Roach's feelings also remain unsettled over his first wife. They married out of college, as noted at the end of "Transcendent Summits," which he dedicated to Shirley, writing: "I prefer to believe that she transcended."

Roach's book does not describe the depth of her depression, which years after their divorce led to her suicide. "That's a whole book that I've not written," he says.

He never did sign those enlistment papers. He left them in a stack. And to his surprise, he never heard from an officer. He never was drafted, learning years later that he was deferred by some human error.

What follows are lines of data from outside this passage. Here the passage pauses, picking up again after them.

Issue #2164, opened 2025-05-14
Autopopulate "title" field when posting a Youtube link with the title of the video rather than with "- Youtube"


SouthKoreaLN:
### Describe the problem you're trying to solve

When posting a Youtube link, currently, it autopopulates the _title_ field using _- Youtube_.

### Describe the solution you'd like

It'd be nice if it fetched the title of the video instead.

### Describe alternatives you've considered

Currently, I have to copy-paste it by hand.

huumn:
This is still broken in prod for some reason.

ekzyis:
> This is still broken in prod for some reason.

Mhh, works locally though.  Tested with [this video](https://www.youtube.com/watch?v=AHRtMxVrP78).

I noticed it only works on first try after page refresh though. `overrideValue` doesn't override the value when`overrideValue` didn't change since the last render. So when we fetch the title, override the value, then clear the value and then fetch the same title again, it does not override the value anymore.

---

update: Okay, I see what you mean, it still populates `- YouTube` in prod. It's as if the rule isn't applied. [Maybe related to it being added as top-level code](https://github.com/stackernews/stacker.news/pull/2171#discussion_r2188490093) which has different behavior in a prod build?

huumn:
Still not working in prod

ekzyis:
It worked for https://www.youtube.com/watch?v=pgNCgJG0vnY:

https://github.com/user-attachments/assets/19b41974-5d35-42d9-9089-253eb46b237b

but still doesn't work for https://www.youtube.com/watch?v=AHRtMxVrP78:

https://github.com/user-attachments/assets/1934cd64-a6a5-464b-88e3-c2ef54738aca

huumn:
you're right, that one does work for me. I wonder why it failed for others for me. I'll close until I find a counterexample.

ekzyis:
I edited my comment, this is a counterexample: https://www.youtube.com/watch?v=AHRtMxVrP78

ekzyis:
Another example regarding localhost vs prod: https://www.youtube.com/watch?v=mvuWLob3CFU&t=817s

https://github.com/user-attachments/assets/73e1cd5d-3b72-4d3f-b634-99386dffab2a

So weird, there are [differences between links](https://github.com/stackernews/stacker.news/issues/2164#issuecomment-3114272502) _and_ prod vs dev

caydyan:
[...]

PR #2171, opened 2025-05-19
Auto-populate YouTube video titles server-side and enforce title length.

brymut:
## Description
Auto populate the title field if youtube link is used in the Link Form. 
Closes https://github.com/stackernews/stacker.news/issues/2164

## Screenshots

https://github.com/user-attachments/assets/a452dd57-d88c-4ed0-b0d7-804599c3c9fb

## Checklist

yes
10

yes

no

### DIFF
--- a/api/resolvers/item.js
+++ b/api/resolvers/item.js
@@ -28,6 +28,8 @@ import { verifyHmac } from './wallet'
 import { parse } from 'tldts'
 import { shuffleArray } from '@/lib/rand'
 
+metadataRuleSets.title.rules.unshift(['h1 > yt-formatted-string.ytd-watch-metadata', el => el.getAttribute('title')])
+
 function commentsOrderByClause (me, models, sort) {
   const sharedSortsArray = []
   sharedSortsArray.push('("Item"."pinId" IS NOT NULL) DESC')


ekzyis (commented):
Have you tried updating how the existing code works instead of writing custom code?

You can get the title of a YouTube video like this:

```js
document.querySelectorAll('yt-formatted-string.ytd-watch-metadata')[0].getAttribute("title")
```

ekzyis:
> instead of rebuilding the whole page 

I know it feels weird, but this is how we can fetch titles for any site since not every site provides an API like YouTube. Maintenance is more important than performance here. Or is there something special about YouTube, which is why we shouldn't or can't use the generic solution?

> hard coding the query selector

That's also how the library that we're using works: [`page-metadata-parser`](https://www.npmjs.com/package/page-metadata-parser)

> But if that's the solution you prefer, I can change it.

Yes, please. I suspect it will require only changing a single line of code.

api/resolvers/item.js
```diff
@@ -28,6 +28,8 @@ import { verifyHmac } from './wallet'
 import { parse } from 'tldts'
 import { shuffleArray } from '@/lib/rand'
 
+metadataRuleSets.title.rules.unshift(['h1 > yt-formatted-string.ytd-watch-metadata', el => el.getAttribute('title')])
```
ekzyis, line 31: I don't think this should have been added here as top-level code.

Maybe that's related to https://github.com/stackernews/stacker.news/issues/2164#issuecomment-3042286949.

ekzyis: ~Or nvm, I don't think it's related but~ I don't like to have this here as top-level code because I am not sure how often this line of code runs ([or how it behaves in prod](https://github.com/stackernews/stacker.news/issues/2164#issuecomment-3042312357)). I think we could have done this in a variable local to `pageTitleAndUnshorted`.

ekzyis: This adds the rule multiple times in dev.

"I'm not a big believer of cosmic goings-on, but that was one," says Roach, who believes he dodged death in Vietnam. "My climb for peace has come instead."

More to do

Roach can't sit any longer. Near his house is a flat-top mountain that he can easily manage by hobbling.

He places his foot on a mound. "Ah hah!" he exclaims, shaking his crutches like a soldier rattling his saber. "My first summit! Arghhh!"

While he no longer embarks on international expeditions, his wife, avid mountaineer Jennifer Roach, has observed "a refreshing approach" as of late. "He relishes everything," she says. "Whether it's a little bump or something with a view of Longs Peak or whatever. He treats it all with the same love as a great big mountain."

On the flat top, the San Juans loom. Roach says there isn't a point in sight he hasn't been to, including every ridge of the jagged badlands in the other direction.

Is there anything left for him to do?

He squints, looking to the setting sun, as if in deep thought.

"Yeah," he says, starting his hobble charge. "That bump over there!"